Dan shares how Beach Cities Media launched as a hospitality-focused publication connecting hotel guests with local businesses, then had to pivot during COVID when travel and hospitality came to a stop. That pivot led to a stronger digital strategy, targeted email marketing, and a broader audience that now includes both visitors and local residents.

The conversation also explores the challenges facing hospitality businesses today, including higher labor costs, rising prices, thinner margins, changing consumer habits, and the need to reach people who are actively ready to spend.

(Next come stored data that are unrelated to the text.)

PR #677, opened 2025-12-10
Add a PyGhidraCustomLoadAnalyzer

paulnoalhyt:

Add a PyGhidraCustomLoadAnalyzer to allow loading of custom binary formats in PyGhidra, from MemoryRegions. 

**Link to Related Issue(s)**

None.

With the Ghidra backend we had the `GhidraCustomLoadAnalyzer`, so this is a port to the PyGhidra backend:

- introduce `PyGhidraAutoLoadProject` which corresponds to the former `PyGhidraProject`. Introduce `PyGhidraCustomLoadProject` for binaries that are not in the `_GHIDRA_AUTO_LOADABLE_FORMATS` list.
- `PyGhidraAnalysisIdentifier` now checks the `_GHIDRA_AUTO_LOADABLE_FORMATS` list to add the `PyGhidraAutoLoadProject` or `PyGhidraCustomLoadProject` tag depending on the resource.
- introduce `PyGhidraCustomLoadAnalyzer` which gets the list of MemoryRegions in a program (created by a custom unpacker for example) and passes that to the PyGhidra backend.
- modified the `unpack` method in `pyghidra_analysis.py`: when provided with a list of `memory_regions`, it deletes all data in the program, then creates regions according to the list that was passed.

Another minor thing I fixed is in `CachedCodeRegionUnpacker`, with some binaries, I found that the PyGhidra backend tried to create a few ComplexBlocks outside of the CodeRegion. Instead of raising an alert I turned that into a warning to allow users to continue working with the PyGhidra backend.
[edit] I reverted my changes in the `CachedCodeRegionUnpacker`. It turned out I had a bug in the PyGhidra components: when running the `PyGhidraCodeRegionUnpacker` before any PyGhidra analysis, it was always running the `PyGhidraAutoAnalyzer` even if the `Program` resource did not have the `PyGhidraAutoLoadProject` tag. That resulted in loading the full file in Ghidra (not using the `PyGhidraCustomLoadAnalyzer`) so the region in PyGhidra was larger than the code region in OFRAK, producing `ComplexBlocks` outside of the `CodeRegion`. Now that I fixed the `PyGhidraCodeRegionUnpacker`, it's all good!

For small business owners, this episode is a reminder that visibility matters. If local regulars are spending less, businesses need to think bigger, reach smarter, and connect with the customers most likely to act.

In This Episode:

• How Beach Cities Media started

• Why hospitality and tourism matter to local businesses

• How COVID forced a major business pivot

• Why digital marketing became a new growth channel

• How targeted email helps businesses reach the right customers

• The rising cost pressures facing restaurants, hotels, and attractions

• Why customer experience matters more when prices rise

• Why Long Beach businesses need both locals and visitors

• How events, conventions, cruises, and tourism support small businesses

• Why community involvement creates opportunity

Episode Timeline

00:00 Why local customers alone may not be enough

00:58 Introduction to the Small Business Resiliency Series

02:35 Meet Dan Lipton from Beach Cities Media

02:45 How Beach Cities Media began

04:03 From hospitality sales to entrepreneurship

05:00 Building a publication for hotel guests and visitors

06:49 The impact of COVID on hospitality marketing

07:23 How the shutdown affected advertisers

08:26 Why many clients returned after reopening

09:14 How Beach Cities Media pivoted into targeted digital marketing

11:04 Why some businesses did not return after COVID

12:16 Reaching local customers through digital distribution

13:31 What hospitality businesses are facing today

14:08 Higher labor costs and thinner margins

16:00 How businesses are adjusting hours, staffing, and pricing

18:49 Fixed costs, variable costs, and price pressure

19:52 Why service and customer experience must improve

20:52 Advice for hospitality businesses trying to survive

21:41 Why the middle market gets squeezed

22:00 Why Long Beach needs visitors and tourists

24:40 What small businesses should focus on next

26:00 Why community involvement creates new business opportunities

28:33 Why businesses need to reach beyond regular local customers

29:26 How to connect with Beach Cities Media

Key Takeaway

Local support matters, but it may not be enough by itself.

Small businesses need to stay visible to residents, visitors, tourists, conference attendees, hotel guests, and anyone else ready to spend in Long Beach. Visibility creates opportunity, and opportunity creates survival.